A tighter binding of the 3' end of the AZTMP-terminated primer suggests that repair accounts at least in part for AZT resistance, and argues against any other enzyme than RT itself to mediate this process. In this model, AZTTP would be discriminated against modestly by RT, 1-4-fold (14, 15) to 6-fold.2 Removal of the terminal 3'-AZTMP would provide RT with another chance to incorporate dTMP. Since RT does not have an inherent 3' to 5' exonuclease activity, pyrophosphorolysis, the reversal of nucleotide polymerization, must account for the removal of AZTMP. For wild-type RT, the rate constant for pyrophosphorolytic excision of AZTMP from the 3'-primer terminus is comparable to the rate constant for dissociation (18). Consequently, Reardon (18) has pointed out that millimolar concentrations of intracellular inorganic pyrophosphate would be required for pyrophosphorolytic repair of AZTMP-terminated DNA. Thus, a lower off-rate constant of RT from the 3'-AZTMP terminated primer should increase the likelihood of repair at lower concentrations of pyrophosphate. This is precisely what we observe; the presence of the four mutations decreases koff 25-fold for AZT-resistant RT relative to wild-type RT on AZTMP-terminated primer/DNA templates. Thus, enhanced repair of the AZTMP-terminated DNA chain through an increased stability of the RT/3'-AZTMP primer/template complex and pyrophosphorolysis is an attractive possibility.
Finally, this model of AZT resistance makes several predictions that are fully consistent with existing data regarding HIV-1 chemotherapy. First, pyrophosphorolysis must infer a certain degree of AZT resistance to wild-type RT. This conclusion is consistent with the failure of AZTTP to block completely HIV-1 replication. AZTTP and dTTP are equally good substrates for RT, and AZTTP is present at the micromolar level in the cell (19). Hence, even if dTTP is in excess over AZTTP, an exceedingly small quantity of replicating HIV-1 genomes should avoid premature AZTMP termination during the >4000 events of insertion of a thymine opposite to a template adenine (17). Yet, viral load hardly decreases (<1 log10) after initiation of AZT therapy and then quickly return to its original value prior to the appearance of the first AZT resistance mutations (34). Thus, one can conclude that wild-type HIV-1 has a natural resistance to AZT and that this resistance is not accounted solely by nucleotide selection at the RT active site.

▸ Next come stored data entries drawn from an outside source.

PR #23537, opened 2022-08-24
chore: Add Studio UI to Cypress 10

### LINKED ISSUE #23337: Implement Studio UI

astone123:
- Closes #23337

### User facing changelog

This PR adds the Cypress studio UI back into the app with some styling changes. Note that this change will be merged into the `feat/studio-cypress-10` branch to be reviewed all together and merged at a later time.

### Steps to test

1. Add `experimentalStudio: true` your project's Cypress configuration under `e2e`
2. Launch e2e testing for with your project
3. Run a spec
4. Hover over a test in the runner command log and click the magic wand icon
5. Click through the Studio UI and ensure that it is consistent with [the mockup](https://www.figma.com/file/PAOozuCxtfetqP8fUVvg0y/branch/gMEcNAtUnMXhR4tyBLOBVx/Cypress-App?node-id=16373%3A174947)

Screen Shot 2022-08-24 at 4 37 57 PM

Screen Shot 2022-08-24 at 4 38 26 PM

Screen Shot 2022-08-24 at 4 39 35 PM

Screen Shot 2022-08-24 at 4 38 56 PM

### PR Tasks
Deleting the PR checklist since we'll be handling more testing, documentation, etc when we merge the feature branch.


packages/app/src/runner/studio/StudioUrlPrompt.vue
```diff
@@ -0,0 +1,83 @@
...
+
+onMounted(() => {
+  if (props.autUrlInputRef) {
+    props.autUrlInputRef.focus()
+  }
+})
+
+</script>
+
+<style lang="scss">
```
lmiller1990, line 59: We should use one of the coolest Vue features, scoped styling.

https://vue-loader.vuejs.org/guide/scoped-css.html

Just add `<style lang="scss" scoped>` and the CSS will only be applied inside this component.

packages/app/src/runner/studio/StudioUrlPrompt.vue
```diff
@@ -0,0 +1,83 @@
...
+      content: " ";
+      position: absolute;
+      bottom: 100%;
+      left: 50%;
+      margin-left: -9px;
+      border-width: 9px;
+      border-style: solid;
+      border-color: transparent transparent #1B1E2E transparent;
+    }
+  }
```
lmiller1990, line 82: Assuming this is too specific to do with Tailwind?

packages/app/src/store/studio-store.ts
```diff
@@ -206,6 +212,8 @@ export const useStudioStore = defineStore('studioRecorder', {
         }
       }
 
+      this.setUrl(getAutUrl())
```
lmiller1990, line 215: No need to do `getAutUrl` like this, we should be able to do

```js
this.setUrl(autStore.url)
```

Although I think there's a bug around this anyway, as Mike pointed out in Slack, there's some weirdness around the URL logic.

packages/frontend-shared/src/components/StandardModal.vue
```diff
@@ -77,7 +77,7 @@ const props = withDefaults(defineProps<{
 }>(), {
   modelValue: false,
   helpText: `${defaultMessages.links.needHelp}`,
-  helpLink: 'https://on.cypress.io',
+  helpLink: '',
```
lmiller1990, line 80: Any reason to make this default value `''`?

lmiller1990 (commented):
Some misc comments, nothing big -- I think the URL logic still has some bugs, I'm going to work on those in the meantime. New styles look 💯

packages/reporter/src/test/test.tsx
```diff
@@ -193,7 +193,7 @@ class Test extends Component<TestProps> {
       )
     }
 
-    if (this.props.studioEnabled) {
+    if (this.props.studioEnabled && !appState.studioActive) {
```
lmiller1990, line 196: Seems this is actually breaking some tests in reporter - do we need this check at all?

lmiller1990:
This modal seems kind of ugly to me:

image

1) do we need the wand in the title? Could be just me but I don't like icons that much unless they add value or meaning, this just seems like it's a decoration for no reason - not sure if this was a designer recommendation or not, no strong opinions
2) the black circle around the :white_check_mark: looks kind of weird to me - again I wonder if we need the icon at all? :thinking:

lmiller1990:
@astone123 I need these changes to work on the E2E tests, and it looks like we've got a few failures. I'm going to go ahead and get CI green and merge this -- we will solicit a full review by EOD tomorrow, I'm thinking since the PR is pretty big, we get specific people to do specific things - eg, someone from CT would look at the UI components, someone from E2E the tests/wiring, etc.

packages/frontend-shared/src/components/StandardModal.vue
lmiller1990: Right I see - to hide the link for modals where a "Help Link" doesn't make sense.
Quick refactor to support this and to get CI green https://github.com/cypress-io/cypress/pull/23545

packages/app/src/runner/studio/StudioUrlPrompt.vue
astone123: yeah, I figured this was better than adding it to the already cluttered `class` attribute on the outer container. Definitely open to suggestions for how to better deal with this though

packages/frontend-shared/src/components/StandardModal.vue
astone123: Yeah, this just makes it so that if you don't pass a link then we don't show the link section in the modal header

PR #23542, opened 2022-08-24
chore(server): remove dead runner code 

emilyrohrbough:
chore: remove dead code -- lives in [data-context/src/sources/HtmlDataSource.ts](https://github.com/cypress-io/cypress/blob/develop/packages/data-context/src/sources/HtmlDataSource.ts#L64)


packages/server/lib/controllers/runner.ts
```diff
@@ -1,101 +1,11 @@
...
-  return res.render(runnerPath, {
-    base64Config,
-    projectName: config.projectName,
-    namespace: config.namespace,
-  })
-}
+import { getPathToDist } from '@packages/resolve-dist'
 
 export const runner = {
-  serve (req, res, runnerPkg: RunnerPkg, options: ServeOptions) {
```
lmiller1990, line 50: Did not realize this was unused... I wonder if this *should* live in data-context? Server seems like a better place for, well, serving things. The line between server/data-context is really blurred, though. I think the goal was incrementally moving things so we could strongly type them, but a lot of things ended up just getting dumped there (probably since it has more strict types, so it's easier to work in).

lmiller1990 (approved):
Good to delete dead code - definitely need to 

1) get server properly type safe
2) figure out what exactly goes in data-context and server, and how the seam between the two should be decided

packages/server/lib/controllers/runner.ts
emilyrohrbough: yeah the line between the data-context & server is very blurred. I think intention was to separate server vs config/setup type concepts but we didn't get all the way there how intertwined some of this is

lmiller1990:
Going to go ahead and merge this up -- it's dead code, all CI is passing, I don't see much risk and there's not any additional manual testing required.

PR #23555, opened 2022-08-25
refactor: move console logging out of run.ts

flotwig:
- Closes 

### Additional details

- Makes `run.ts` easier to work on by factoring out all of the complicated display logic. Now `run.ts` is a measly ~1100 lines long, down from ~1700!

### PR Tasks

	- Existing snapshot coverage should not change.

### DIFF
--- a/packages/server/lib/util/print-run.ts
+++ b/packages/server/lib/util/print-run.ts
@@ -1,0 +1,536 @@
+/* eslint-disable no-console */
+import _ from 'lodash'
+import logSymbols from 'log-symbols'
+import chalk from 'chalk'
+import human from 'human-interval'
+import pkg from '@packages/root'
+import humanTime from './human_time'
+import duration from './duration'
+import newlines from './newlines'
+import env from './env'
+import terminal from './terminal'
+import * as experiments from '../experiments'
+import type { SpecFile } from '@packages/types'
+import type { Cfg } from '../project-base'
+import type { Browser } from '../browsers/types'
+
+type Screenshot = {
+  width: number
+  height: number
+  path: string
+  specName: string
+}
+
+function color (val, c) {
+  return chalk[c](val)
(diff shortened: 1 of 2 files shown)


packages/server/lib/util/print-run.ts
```diff
@@ -0,0 +1,536 @@
...
+  if (n) {
+    let nameWithNewLines = newlines.addNewlineAtEveryNChar(name, n)
+
+    return `${color(nameWithNewLines, colour)}`
+  }
+
+  return `${color(name, colour)}`
+}
+
+function formatNodeVersion ({ resolvedNodeVersion, resolvedNodePath }: Pick<Cfg, 'resolvedNodeVersion' | 'resolvedNodePath'>, width) {
```
emilyrohrbough, line 156: Can we split out / add the appropriate unit tests for this? The snapshots exist but are more a side-effect of other aspects vs explicitly testing these.

Also is it possible to fully type this new file verse adding partial types?

flotwig: The goal of this PR is to just split out some LoC from `run.ts` to make it easier to work in.

All of the `modes/run.js` unit tests were removed during unification, so there is not currently any unit-level testing for this logic. There's a ton of logic in here that would be helpful to have unit tests for, but since we already have coverage for this in the form of system-test snapshots, I don't feel it's particularly important to add in this PR, since it has survived without unit tests for this long.

I added more types to make this area easier to work in: e0aeb06ef2 I started trying to type the `results` object, but it turned into a rabbithole, it's overloaded with 3 separate result types (Mocha end, early exit, and dashboard skip), properly typing it would require either a refactor or a lot of falsy checks.

tbiethman (approved):
👍 👍

rachelruderman (approved):

Issue #22451, opened 2022-06-22
Cannot read properties of undefined (reading 'currentlyAttachedTarget')


koooge:
Hi there,

### Current behavior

The second prediction is that any drug-mediated effect on pyrophosphorolysis should interfere with AZT resistance. Precisely such an effect is observed with the pyrophosphate analogue phosphonoformate (PFA). When PFA is used to inhibit HIV-1 in cultured cells, it is possible to select for PFA-resistant isolates of the virus. PFA-resistant mutations map to the pol gene, and include amino acids 88, 89, 90, 92, 113, and 114. Moreover, viruses having these mutations are now hypersensitive to AZT, requiring much less AZT to achieve the same IC50 (11, 35). When these mutations are introduced in the pol gene encoding the four amino acid changes typical of the AZT-resistant enzyme, PFA resistance results but AZT resistance is suppressed (35). Resistance to both PFA and AZT are difficult to achieve and might even be exclusive (35). This finding is also reminiscent of the difficulty for the virus to develop resistance to both AZT and the nucleotide analogue 3'-thiacytidine (3TC) (36). It is interesting to note that the AZT-resistant enzyme has a higher processivity of nucleotide polymerization (37) and primer/template affinity (this work), whereas 3TC-resistant RT (M184L/V) is a less processive enzyme (38). As in the case of PFA and AZT, this suggests that the mechanism of resistance would be different for AZT and 3TC, accounting for the difficulty in obtaining dual resistance to these analogues (36). Consistent with this observation, 3TC resistance can be totally accounted for by a loss of affinity for RT of the 5'-triphosphate form of 3TC (16). It would be interesting to study the pyrophosphorolysis reaction using PFA- and 3TC-resistant or AZT-resistant RTs in order to determine the validity of the proposed model.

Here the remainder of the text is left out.